Fluid sampler with confirmation feedback

Abstract

A positive pressure displacement fluid sampler, comprising: a sample probe disposed in a sample probe connection; a needle valve in communication with the sample probe; a three-way solenoid valve disposed between the needle valve, a sample collection body and a sample collection tank; an adjustment stem for adjusting the size of the sample to be collected on each draw; and a confirmation switch for sending an electronic or other type signal for confirming that a sample or samples have actually been collected at prescribed times and/or frequencies. The displacement sampler may be spring-loaded and the confirmation switch may comprise a radio transmitter.

Claims

1. A positive pressure displacement fluid sampler, comprising: a sample probe disposed in a sample probe connection; a needle valve in communication with the sample probe; a three-way solenoid valve disposed between the needle valve, a sample collection body and a sample collection tank; an adjustment stem for adjusting the size of the sample to be collected on each draw; and a confirmation switch for sending an electronic or other type signal for confirming that a sample or samples have actually been collected at prescribed times and/or frequencies; wherein the displacement sampler is spring-loaded.

2. A positive pressure displacement fluid sampler, comprising: a sample probe disposed in a sample probe connection; a needle valve in communication with the sample probe; a three-way solenoid valve disposed between the needle valve, a sample collection body and a sample collection tank; an adjustment stem for adjusting the size of the sample to be collected on each draw; and a confirmation switch for sending an electronic or other type signal for confirming that a sample or samples have actually been collected at prescribed times and/or frequencies, wherein the confirmation switch comprises a radio transmitter.

Description

BRIEF DESCRIPTION OF THE DRAWINGS

(1) The present disclosure is illustrated by way of example and not limitation in the figures of the accompanying drawings, in which:

(2) FIG. 1 is a front elevational view of a preferred embodiment of a displacement fluid sampler according to the present disclosure;

(3) FIG. 2 is a plan view of a preferred embodiment of a displacement fluid sampler according to the present disclosure; and

(4) FIG. 3 is a side elevational view of a preferred embodiment of a displacement fluid sampler according to the present disclosure.

DETAILED DESCRIPTION

(5) In the following detailed description, reference is made to the accompanying examples and figures that form a part hereof, and in which is shown by way of illustration specific embodiments in which the inventive subject matter may be practiced.
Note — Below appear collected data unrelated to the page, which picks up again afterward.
PR #1956, opened 2021-11-18
Introduce new class ABExtractor in order to get extractor dynamically

zas:
- use a cache to prevent useless version & sha calculations
- based cache key on stat.st_mtime_ns + path
- declare ab_extractor as a property of tagger class
- pass tagger to all methods that needs it

# Summary

* This is a…
  * [ ] Bug fix
  * [ ] Feature addition
  * [x] Refactoring
  * [ ] Other

# Problem

# Solution

# Action

### DIFF
--- a/picard/acousticbrainz/__init__.py
+++ b/picard/acousticbrainz/__init__.py
@@ -59,6 +59,9 @@ ABExtractorProperties = namedtuple('ABExtractorProperties', ('path', 'version', 
 class ABExtractor:
 
     def __init__(self):
+        self._init_cache()
+
+    def _init_cache(self):
         self.cache = defaultdict(lambda: None)
 
     def get(self, config=None):
@@ -101,6 +104,8 @@ class ABExtractor:
                     sha=sha,
                     mtime_ns=mtime_ns
                 )
+                # clear the cache, we keep only one entry
+                self._init_cache()
                 self.cache[(result.path, result.mtime_ns)] = result
                 log.debug('ABExtractor: caching: %r', result)
                 return result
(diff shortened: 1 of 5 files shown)


picard/acousticbrainz/__init__.py
```diff
@@ -48,63 +51,97 @@
...
+
+        try:
+            statinfo = os.stat(extractor_path)
+            mtime_ns = statinfo.st_mtime_ns
+        except OSError as exc:
+            log.warning('ABExtractor: cannot stat extractor: %s', exc)
+            return None
+
+        # check if we have this in cache already
+        cached = self.cache[(extractor_path, mtime_ns)]
```
phw, line 88: Do we really need a list of cache entries? I'd actually go with a single cache item. If path changes it can be re-evaluated. That avoids the question what to do with stale items. Not really an issue, because this usually wouldn't change that often during one run of Picard, but still it seems odd to keep the old entries around.

phw (commented):
This is a good improvement. I'm confident the AB tests are now stable again.

Just a small question for discussion, but otherwise LGTM

picard/acousticbrainz/__init__.py
zas: That's not a list but a defaultdict.
Actually it was more because that's simpler to test if there's something in the cache (key is a (path, time) tuple / O(1) check). I thought about potential old entries, but it will happen only in case of changes, so at worse we'll have few entries in the dictionary.
I thought about that of course, but I concluded it wasn't worth bothering.
Without any change to extractor path or binary during runtime, we'll have just one entry (and none at startup).

zas: Done in e72c552df0

phw (approved):

PR #1957, opened 2021-11-20
PICARD-2325: Show error message on login errors

phw:
# Summary

* This is a…
  * [x] Bug fix
  * [ ] Feature addition
  * [ ] Refactoring
  * [ ] Other

# Problem

* JIRA ticket (_optional_): PICARD-2325

If the OAuth login fails Picard does not show any error message. The access code input dialog just closes.

# Solution
In options dialog, show an error message. If the authorization dialog is shown use a dialog to display the error.

# Action
The use case where we display a dialog is not very nice. Picard opens multiple message boxes for this (first dialog asking if the user wants to login, second to enter the access token, and potentially a third with error message), and this could be repeated for every outstanding request.

It would be nicer to have a single dialog, that handles it all and which then also sets the credentials for all future requests.

Unfortunately this does not work with the current network implementation, see my comment on PICARD-1638. This should be solved, but this is out of scope for this PR. Hence the message box solution.


phw:
I added fa73b7d3e00909f67a40f520fb2efded113bb637, which changes the layout definition for the login view a bit. Visually it is identical, but instead of this awkward grid layout it uses a vertical layout + horizontal layout. I am quite sure this makes the workaround for PICARD-1654 obsolete, which even might be the cause for PICARD-2320

picard/oauth.py
```diff
@@ -244,14 +247,24 @@ def fetch_username(self, callback):
...
                 successful = True
         except Exception as e:
             log.error('OAuth: Unexpected error handling username fetch response: %r', e)
+            error_msg = _('Unexpected authentication error')
         finally:
-            callback(successful)
+            callback(successful=successful, error_msg=error_msg)
+
+    def _extract_error_description(self, http, data):
+        if self.webservice.http_response_code(http) == 400:
```
zas, line 266: Shouldn't we handle any error code here?

phw: In that case we have a defined behavior and know how to extract the error message.

What would you do for other cases? Return a generic message, maybe with the HTTP code?

zas: I was just thinking about something like:

 ```python
http_error_code = self.webservice.http_response_code(http)
if http_error_code >= 400:
    response = load_json(data)
    if 'error_description' in response:
        return response['error_description'] + " (%d)" % http_error_code
```

phw: In practice this would just fail completely in most cases except the expected 400, the else would most likely not be hit. That's because as long as the endpoint will be reached and reacts the only error it will return is a 400. The other cases are more serious, such as a 5xx code by the webserver, or maybe a generic 404 error. Those likely won't parse as JSON.

I did it a bit different in c03716a25b752365f5f0c206b5982246130c326f so it shows a fallback message whenever parsing the JSON or reading `error_description`  fails. I also wouldn't expose the HTTP code in the 400 case to the UI. That's already part of the webserver module's logging.

zas (approved):
LGTM

PR #1963, opened 2021-11-23
PICARD-2339: Faster clustering implementation

phw:
# Summary

* This is a…
  * [x] Bug fix
  * [ ] Feature addition
  * [ ] Refactoring
  * [ ] Other

# Problem

* JIRA ticket (_optional_): PICARD-2339

The existing clustering code is using the Levenshtein distance to calculate similarity, which caused a O(n^2) performance. But since only exactly similar matches are being used (similarity threshold 1.0) this was is not strictly necessary.

If we don't use a threshold (and Picard never did) then we can simplify the code.

# Solution

This new implementation uses simple comparison for string equality and performs in O(n).

Added tests to verify consistent behavior.

There is a small change in behavior: Previously if there were multiple different spelling for what is considered the same album title the last encountered spelling would be used. The new implementation uses the first one.

See https://github.com/metabrainz/picard/commit/760af4dc7a45801df2a86eee0afc794d172d26a9#diff-2d1bf33b26a905bd43b846bc0f989f2b3ff96f82da68719d465a330ff0e20ebeL94

This patch is based on my older work on https://github.com/phw/picard/commit/e31534dbe712b51d0b631e031351be9481a093fa

# Action

We should do a performance comparison.

### DIFF
--- a/picard/cluster.py
+++ b/picard/cluster.py
@@ -36,13 +36,11 @@
 
 
 from collections import defaultdict
-from enum import IntEnum
-from heapq import (
-    heappop,
-    heappush,
-)
 import ntpath
-from operator import attrgetter
+from operator import (
+    attrgetter,
+    itemgetter,
+)
 import re
 
 from PyQt5 import QtCore
@@ -54,7 +52,6 @@ from picard.metadata import (
     Metadata,
     SimMatchRelease,
 )
-from picard.similarity import similarity
 from picard.util import (
     album_artist_from_path,
     find_best_match,
@@ -306,12 +303,19 @@ class Cluster(FileList):
             self.lookup_task = None
 
     @staticmethod
-    def cluster(files, threshold, tagger=None):
+    def cluster(files, tagger=None):
+        """Group the provided files into clusters, based on album tag in metadata.
+
+        Args:
+            files: List of File objects.
+            tagger: Tagger instance (optional). Only needed for statusbar updates.
+
+        Yields:
+            FileCluster objects
+        """
+        cluster_list = defaultdict(FileCluster)
         config = get_config()
         win_compat = config.setting["windows_compatibility"] or IS_WIN
-        artist_dict = ClusterDict()
-        album_dict = ClusterDict()
-        tracks = []
         num_files = len(files)
 
         # 10 evenly spaced indexes of files being clustered, used as checkpoints for every 10% progress
@@ -320,6 +324,7 @@ class Cluster(FileList):
         for i, file in process_events_iter(enumerate(files)):
             artist = file.metadata["albumartist"] or file.metadata["artist"]
             album = file.metadata["album"]
+
             # Improve clustering from directory structure if no existing tags
             # Only used for grouping and to provide cluster title / artist - not added to file tags.
             if win_compat:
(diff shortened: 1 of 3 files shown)


picard/cluster.py
```diff
@@ -443,183 +415,35 @@ def lookup_metadata(self):
...
+        self._artists = defaultdict(lambda: defaultdict(lambda: 0))
+        self._titles = defaultdict(lambda: 0)
 
-    def get_token(self, index):
-        word, token = self.ids[index]
-        return token
+    def add(self, album, artist, file):
+        self.files.append(file)
+        self._artist_counts[tokenize(artist)] += 1
+        self._artists[tokenize(artist)][artist] += 1
```
zas, line 428: I don't think we need `self._artist_counts` since we can use `len(self._artists[artist_token])` instead.

zas (changes requested):

picard/cluster.py
phw: It would actually be `sum(self._artists[artist_token])`. Not sure. We would first need to take the artist with highest sum, and then from that the individual highest "spelling variation". The separate artist_counts looks more efficient. But I'm not really happy about the implementation of the `artist` property. There must be a better way :D

zas: As far I understand this code, `self._artist_counts[tokenize(artist)] == len(self._artists[tokenize(artist)])` but that's not what you want it seems.
If you want artist full name having most occurrences in `self._artists[tokenize(artist)]`, that's `max(self._artists[tokenize(artist)])`.

phw: Still no :) It's a two step process of first choosing the most common artist, and then the most common spelling. We need an example. We have a cluster with different files and the following artist entries:

- artist 1
- ARTIST 1
- ARTIST 1
- artist1
- artist 2
- artist 2
- artist 2

Because of `tokenize` we have two entries in `_artists`: `artist1`, `artist2`.

`artist1` has 4 occurrences, `artist2` has 3. So we want to use `artist1`. That`s currently memorized in `_artist_count`.

`artist1` has 3 different spellings, "artist 1", "ARTIST 1" and "artist1". "ARTIST 1" is the most common, with 2 occurrences. That's what we want to use. These counts of different spellings for `artist1` are currently memorized in `self._artists["artist1"]`.

So to clarify: In the example `self._artist_counts[tokenize("artist1")] == 4`, but `len(self._artists[tokenize("artist1")]) == 3`. 

> If you want artist full name having most occurrences in self._artists[tokenize(artist)], that's max(self._artists[tokenize(artist)], key=self._artists[tokenize(artist)].get).

That's actually nicer then the itemgetter approach I used, so that means it could be:

```
@property
def artist(self):
    tokenized_artist = max(self._artist_counts, key=self._artist_counts.get)
    return max(self._artists[tokenized_artist], key=self._artists[tokenized_artist].get)

@property
def title(self):
    # Find the most common title
    return max(self._titles, key=self._titles.get)
```

zas: Yes, this is what I figured, see irc PM

phw:
@zas: I think this is ready know for full review. I extended the tests a bit and added missing behavior for empty artists. The old implementation then hard coded "Various Artists". I made this use the va_name from settings, since this is a slight change in behavior I added PICARD-2340 for this.

Next step would be to run the clustering itself in a thread to offload it from main thread. Although it is now reasonable fast I think we still should do that. It is pure calculation, and the more files you cluster the longer it takes. But I'll do this in a separate PR, not sure what side effects this might have.

zas (approved):
LGTM, good work!

picard/cluster.py
```diff
@@ -320,61 +324,31 @@ def cluster(files, threshold, tagger=None):
         for i, file in process_events_iter(enumerate(files)):
             artist = file.metadata["albumartist"] or file.metadata["artist"]
             album = file.metadata["album"]
+
             # Improve clustering from directory structure if no existing tags
             # Only used for grouping and to provide cluster title / artist - not added to file tags.
             if win_compat:
                 filename = ntpath.splitdrive(file.filename)[1]
             else:
                 filename = file.filename
```
phw, line 333: @zas This is a part I did not touch here, but I wonder about the need for this. If we are on Windows I think `ntpath.splitdrive` should always be done by `album_artist_from_path`, so you don't end up with an artist named "C:".

But do you see any need to have this for other platforms if `config.setting["windows_compatibility"]`  is True? It's really only needed to split this Windows drive letter like "C:\\" or that UNC path to a share, such as "\\\\MyNAS\\theshare\\". But I would not have such paths on e.g. Linux or macOS, and ntpath.splitdrive has no effect on paths like e.g. "/mount/mynas/theshare/xyz".

So I would propose we move the call to `ntpath.splitdrive` to  `album_artist_from_path`, but only check for IS_WIN.

zas: Yes, I agree.
But I would do that in another PR.

PR #1965, opened 2021-11-23
Have album_artist_from_path strip the Windows drive letter

phw:
# Summary

* This is a…
  * [ ] Bug fix
  * [ ] Feature addition
  * [x] Refactoring
  * [ ] Other

# Problem

`album_artist_from_path` is called by the clustering, which removes the Windows drive letter from the path to avoid that the drive gets detected as artist or album name.

This functionality should be part of `album_artist_from_path` itself. It also only applies to Windows, not for other systems, even in Windows compatibility mode (see discussion at https://github.com/metabrainz/picard/pull/1963#discussion_r755199555)

# Solution

Extend `album_artist_from_path` to use `ntpath.splitdrive` on Windows. Add tests.

### DIFF
--- a/picard/util/__init__.py
+++ b/picard/util/__init__.py
@@ -48,6 +48,7 @@ import json
 import ntpath
 from operator import attrgetter
 import os
+from pathlib import PurePath
 import re
 import subprocess  # nosec: B404
 import sys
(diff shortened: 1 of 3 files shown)


picard/util/__init__.py
```diff
@@ -541,9 +541,19 @@ def linear_combination_of_weights(parts):
...
+        filename: The full file path
+        album: Default album name
+        artist: Default artist name
+
+    Returns:
+        A tuple (album, artist)
     """
     if not album:
+        if IS_WIN:
+            filename = ntpath.splitdrive(filename)[1]
```
zas, line 556: We can even get rid of this using `pathlib.PurePath`

https://github.com/phw/picard/pull/13

zas (changes requested):

zas (approved):

PR #1971, opened 2021-11-25
Convert DataObject.genres to Counter, simplfify _convert_folksonomy_tags_to_genre()

zas:
# Summary

* This is a…
  * [ ] Bug fix
  * [ ] Feature addition
  * [x] Refactoring
  * [ ] Other

# Problem

# Solution

# Action

### DIFF
--- a/picard/track.py
+++ b/picard/track.py
@@ -43,7 +43,6 @@ from collections import (
     Counter,
     defaultdict,
 )
-from itertools import filterfalse
 import re
 import traceback
 
@@ -120,8 +119,10 @@ class TagGenreFilter:
                 return True
         return False
 
-    def filter(self, list_of_tags):
-        return list(filterfalse(self.skip, list_of_tags))
+    def filter(self, counter):
+        for name, count in counter:
+            if not self.skip(name):
+                yield (name, count)
 
 
 class TrackArtist(DataObject):
@@ -328,9 +329,7 @@ class Track(DataObject, FileListItem):
         # Filter by name and usage
         genres_filter = TagGenreFilter(filters)
         genres_list = []
-        for name, count in most_common_genres:
-            if genres_filter.skip(name):
-                continue
+        for name, count in genres_filter.filter(most_common_genres):
             percent = 100 * count // topcount
             if percent < minusage:
                 break
--- a/picard/track.py
+++ b/picard/track.py
@@ -345,22 +345,22 @@ class Track(DataObject, FileListItem):
 
     def _convert_folksonomy_tags_to_genre(self):
         config = get_config()
-        # Combine release and track tags
-        tags = Counter(self.genres)
-        tags += self.album.genres
+        # Combine release and track genres
+        genres = Counter(self.genres)
+        genres += self.album.genres
         if self.album.release_group:
-            tags += self.album.release_group.genres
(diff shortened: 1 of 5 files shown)


picard/track.py
```diff
@@ -311,41 +314,45 @@ def _customize_metadata(self):
     def _convert_folksonomy_tags_to_genre(self):
         config = get_config()
         # Combine release and track tags
-        tags = dict(self.genres)
-        self.merge_genres(tags, self.album.genres)
+        tags = Counter()
+        tags += self.genres
```
phw, line 318: This could be 

```
tags = Counter(self.genres)
```

phw (dismissed):

zas:
@phw sorry, I rebased a bunch of times, you can review now ;)

picard/track.py
```diff
@@ -308,48 +311,62 @@ def _customize_metadata(self):
...
+        most_common_genres = genres.most_common(limit)
+        topcount = most_common_genres[0][1]
+
+        # Filter by name and usage
+        genres_filter = TagGenreFilter(filters)
+        genres_list = []
+        for name, count in most_common_genres:
+            if genres_filter.skip(name):
+                continue
+            percent = 100 * count // topcount
```
phw, line 334: `TagGenreFilter` already has a `filter` method, which we don't actually use. I think we should have `TagGenreFilter.filter(genres)` which accepts tuples of genre + count and yields only the unfiltered ones so we can do:

```python
for name, count in genres_filter.filter(most_common_genres):
    percent = 100 * count // topcount
    ...
```

What do you think?

phw (changes requested):

picard/track.py
zas: Good idea, done in 8d87135

picard/track.py
```diff
@@ -308,48 +312,60 @@ def _customize_metadata(self):
...
+
+        # Filter by name and usage
+        genres_filter = TagGenreFilter(filters)
+        genres_list = []
+        for name, count in genres_filter.filter(most_common_genres):
+            percent = 100 * count // topcount
+            if percent < minusage:
+                break
+            name = _TRANSLATE_TAGS.get(name, name.title())
+            genres_list.append(name)
```
phw, line 337: As the following code block is very small I would do this as 

```
if percent >= minusage:
    name = _TRANSLATE_TAGS.get(name, name.title())
    genres_list.append(name)
``` 

I think that reads clearer. In general I think we should avoid the early `break`  / `continue`  calls except for cases where it clearly makes sense or avoids overly deep indentation.

phw (commented):
This code is a great simplification. Just a minor nitpick from my side

picard/track.py
zas: Nope, that would be different.
The list we iterate in is sorted, the break actually reduces the number of iterations, inverting the test and removing it would lead to the same result, but with (possibly) more iterations.

phw: Righ, I misread that.

phw (approved):

phw:
Looks like this conflicts with the changes in https://github.com/metabrainz/picard/commit/543709eab244a926a8f5972d50b6a9fed75ab3c9 . But once that's solved LGTM

PR #1979, opened 2021-11-28
Refactor webservice queue

phw:
# Summary

* This is a…
  * [ ] Bug fix
  * [ ] Feature addition
  * [x] Refactoring
  * [ ] Other

# Problem

Move the request task queue handling of the `WebService`  class to a separate `RequestPriorityQueue` class.

This simplifies testing of the functionality and reduces complexity of the `WebService` itself. Also applied some minor additional refactoring.

### DIFF
--- a/picard/webservice/__init__.py
+++ b/picard/webservice/__init__.py
@@ -368,7 +368,6 @@ class WebService(QtCore.QObject):
         self._active_requests = {}
         self._queue = RequestPriorityQueue(ratecontrol)
         self.num_pending_web_requests = 0
-        self._last_num_pending_web_requests = -1
 
     def _init_timers(self):
         self._timer_run_next_task = QtCore.QTimer(self)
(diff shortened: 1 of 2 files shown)


zas (approved):
Much cleaner code, good job!

picard/webservice/__init__.py
```diff
@@ -260,6 +260,64 @@ def _init_headers(self):
...
+            self._count -= 1
+        except Exception as e:
+            log.debug(e)
+
+    def run_ready_tasks(self):
+        delay = sys.maxsize
+        for prio in sorted(self._queues.keys(), reverse=True):
+            prio_queue = self._queues[prio]
+            if not prio_queue:
+                del(self._queues[prio])
```
zas, line 304: I just noticed this syntax but according to https://docs.python.org/3/reference/simple_stmts.html#the-del-statement `del x` is the correct syntax, `del(x)` is interpreted as `del (x)`, and parentheses are ignored (see https://docs.python.org/3/reference/simple_stmts.html#grammar-token-python-grammar-target_list).
Elsewhere in the code we use `del x`, is there a specific reason to not do the same here?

These embodiments are described in sufficient detail to enable those skilled in the art to practice them, and it is to be understood that other embodiments may be utilized and that structural, logical, and electrical changes may be made without departing from the scope of the inventive subject matter. Such embodiments of the inventive subject matter may be referred to, individually and/or collectively, herein by the term disclosure merely for convenience and without intending to voluntarily limit the scope of this application to any single disclosure or inventive concept if more than one is in fact disclosed.

(6) The following description is, therefore, not to be taken in a limited sense, and the scope of this disclosure is defined by the appended claims.

(7) A preferred fluid sampler 10 of the present disclosure is a spring loaded positive displacement sampler utilizing a piston/cylinder assembly, preferably within body 22. Fluid sampler 10 of the present disclosure offers several advantages over traditional diaphragm samplers while still offering a low cost solution for sampling. Because it has no diaphragm, fluid sampler 10 eliminates common component failures associated therewith. Fluid sampler 10 comprises a stainless steel body, electric three-way solenoid valve 18, needle valve 16, and inlet probe 12 for drawing sample from pipe or tank 11. Preferably a confirmation switch 26 can be used to send a confirmation signal at the completion of each sample.

(8) Preferred fluid sampler 10 is designed to extract samples from 1-22 cubic centimeters. Adjusting the sample size is preferably accomplished via a threaded adjustment stem 24. Fluid sampler 10 preferably is activated by an external signal. This signal, which energizes solenoid 18, allows samples to enter the sampler body 22 via the inlet probe 12. Once the sampler body 22 is filled and the solenoid valve 18 is de-energized, the sample is discharged into an external sample container via outlet valve 20.

(9) It should be understood that while this disclosure has been described herein in terms of specific, preferred embodiments set forth in detail, such embodiments are presented by way of illustration of the general principles of the disclosure, and the disclosure is not necessarily limited thereto. Certain modifications and variations in any given material, process step or chemical formula will be readily apparent to those skilled in the art without departing from the true spirit and scope of the present disclosure, and all such modifications and variations should be considered within the scope of the claims that follow.